Periódico La Jornada
Viernes 8 de mayo de 2009, p. 5

La edad de las tinieblas: el quinqué

Arde la noche. El aire húmedo parece hervor de ciénaga. Bajamos del yip para tomar agua mineral en un cobertizo a orillas del camino que se interna en la selva. Sobre el mostrador hay un quinqué. Si nada recordamos de la niñez y sólo podemos inventar lo inmemorable a partir de unas cuantas imágenes, este quinqué engendra ahora su propio teatro de sombras, me lleva hasta un puerto donde hubo una casa que ya no existe.

Se va la luz. La familia enciende otro quinqué. Me intriga pensar en lo que han dicho mis padres: en el petróleo de la lámpara flotan reducidos a esencia bosques y dinosaurios de la prehistoria. Millones de años se han necesitado para humedecer la lengüeta de jerga que convertida en mecha soporta la llama. Una campana de cristal la protege y le permite iluminarnos. En el quinqué se consumen los restos fósiles de una vida improbable. La noche huele a luz carbonizada.
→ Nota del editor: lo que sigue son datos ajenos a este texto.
PR #5237, opened 2023-05-25
PIX Shader debugger: Fixes for structs that contain resources or member functions

jeffnn:
A certain ISV makes heavy use of both of these language features. PIX was stumbling over both.


pow2clk (approved):
Looks reasonable!

tex3d (approved):
LGTM.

Este humilde fuego resulta el antitelevisor. Prende la imaginación de quienes se reúnen en torno a él como ante la hoguera primitiva: abuelos, padres, hijas, hijos. Sobrevienen relatos de cosas verdaderas y fingidas y, cuando las narraciones han terminado, el ballet de las manos, la pantomima de las siluetas.

La pared se convierte en un zoológico fantasmal, un circo de espectros. Aquí están las fauces del cocodrilo, el loro de perfil, el gato de espaldas, las alas del gavilán, la huida del venado, la tortuga que lleva a cuestas el mundo.

Al volver la electricidad el escenario se apaga. La familia queda en silencio. Sabe que está condenada a la dispersión y es como el humo que el petróleo suelta al inmolarse. Somos apenas sombras que alguien proyecta en un muro invisible.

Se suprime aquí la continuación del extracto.